MARTA CZOK
IN MEMORIAM
Italian Cultural Institute in Krakow
Curated by Henryka Milczanowska and Jacek Ludwig Scarso
From 25th June to 20th July 2025
Ulica Grodzka, 49, 31-001 Krakow, Poland
Free Admission
Opening: Wednesday 25th June from 6:30pm

Curatorial Notes
Marta Czok’s exhibitions in Poland were first presented in 2017 at the Italian Cultural Institute in Warsaw. Another large solo exhibition was held at the Museum of Caricature, followed by presentations at galleries in Lublin and Łódź. All exhibitions were organised in collaboration with the Foundation for Polish Emigration Art 1939-1989.

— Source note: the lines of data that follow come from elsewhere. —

PR #1437, opened 2021-06-24
Add go routine stack trace dumping tooling

Brian-McM:
This commit adds tooling that can be used to dump go routine stack trace information on running go programs. This tooling is useful because it's sometimes difficult to reproduce issues that occur in production, but by enabling this in a production cluster you can get a stack trace of what the program is doing, which will aid in diagnosing possible issues.

## Todos
- [ ] Tests
- [ ] Documentation
- [ ] Release note

## Release Note

```release-note
None required
```

### DIFF
--- a/lib/debugtools/stacktrace/go_routine_stacktrace_server.go
+++ b/lib/debugtools/stacktrace/go_routine_stacktrace_server.go
@@ -1,0 +1,73 @@
+// Copyright (c) 2021 Tigera, Inc. All rights reserved.
+
+// Licensed under the Apache License, Version 2.0 (the "License");
+// you may not use this file except in compliance with the License.
+// You may obtain a copy of the License at
+//
+//     http://www.apache.org/licenses/LICENSE-2.0
+//
+// Unless required by applicable law or agreed to in writing, software
+// distributed under the License is distributed on an "AS IS" BASIS,
+// WITHOUT WARRANTIES OR CONDITIONS OF ANY KIND, either express or implied.
+// See the License for the specific language governing permissions and
+// limitations under the License.
+
+// Package grstacktrace contains utilities for getting go routine stack traces from running go programs. A go program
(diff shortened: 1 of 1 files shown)


tmjd:
I think instead of using an HTTP server for this we should use a signal handler. Then I think we should be able to enable dumping stack traces much more freely.

Brian-McM:
> I think instead of using an HTTP server for this we should use a signal handler. Then I think we should be able to enable dumping stack traces much more freely.

Enabling it would be the same either way, you need to set an env variable regardless (I don't think we want this enabled all the time).

What signal are you hoping to use? One of the kill signals? I'm not opposed to doing that, but I'm not sure that makes dumping this more _freely_. With the server you don't need to kill the pod, so you can let the issue continue to run and diagnose it. You may need to dump a stack trace multiple times because when you dump it it may not be running the problem. We may also want to run other tools after to get more info, like mem / cpu profiling.

Like I said, I'm not opposed to using a signal but I disagree that it allows us to dump stack traces more freely.

tmjd:
My thought is that if it is a signal handler then we can enable it all the time. If it is an HTTP endpoint then I think the default would need to be disabled and we would need a special flag to enable it.
I would like to have this capability all the time, though granted if it is a signal I think the only way to fire it would to be able to actually get on a node and use docker or podman utilities but that is also the reason I'd be comfortable having it enabled all the time.

As for which Signals, probably SIGUSR1 or SIGUSR2. IIRC Felix already sets up one of those to dump information.

Brian-McM:
OK that makes sense and sounds good. I had thought that the only signals you could send were kill signals, I don't really know a lot about this but I'll read up on it.

fasaxc:
Felix currently uses both SIGUSR1 and SIGUSR2.  One to dump a CPU profile and one to dump a memory profile.

We could just overload those so that we dump a CPU profile and a stack trace, for example.  If we do add a debug server, how about using a unix domain socket instead of a TCP socket; that'd avoid security issues with opening extra ports, which some customers are very worried about.

caseydavenport:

A few years earlier, a short interview with the artist entitled ‘Instead of talking, I paint’ was published in the archival bulletin Polonia Italiana (no. 1/38/2006). In her interview with the journalist, Marta Czok spoke of herself as an artist of Polish origin whose work is known all over the world, but not in the homeland of her ancestors. In the last line of the interview, she expressed her desire to exhibit her paintings in Poland. This dream - to show her art in a country with which she had deep family ties - has finally been fulfilled.
The exhibition, which we are now presenting at the Italian Cultural Institute in Krakow, is our painter's farewell exhibition. Marta Czok died in February 2025 in Castel Gandolfo. Her artistic legacy, kept in a private family collection, remains available thanks to the Marta Czok Foundation based in Rome. The artist's works are permanently exhibited in the foundation's galleries - both in Rome and Venice - and made available for temporary exhibitions around the world.
The Krakow gallery of the Italian Cultural Institute presents selected works that are a painterly illustration of Marta Czok's life and creative character, mature works that are internationally recognised, rich in expression, irony and humanist reflection. Marta Czok's art is multi-layered and multi-dimensional - combining harsh social criticism with warmth and humour. Her painting is a subtle, often satirical narrative of contemporary life, in which the grotesque meets childlike sensitivity.
The artist creates a world seen through the eyes of a child, although she speaks to us with the voice of an adult. The scenes in her paintings - houses without walls, filled with people engrossed in everyday activities, interiors resembling dolls' houses - pulsate with emotions: joy, sadness, contemplation and play. To fully understand her message, one must, like her, become a careful observer of life. In Czok's work, childhood - especially that spent in England - is both a source of memories and a key to contemporary reflection.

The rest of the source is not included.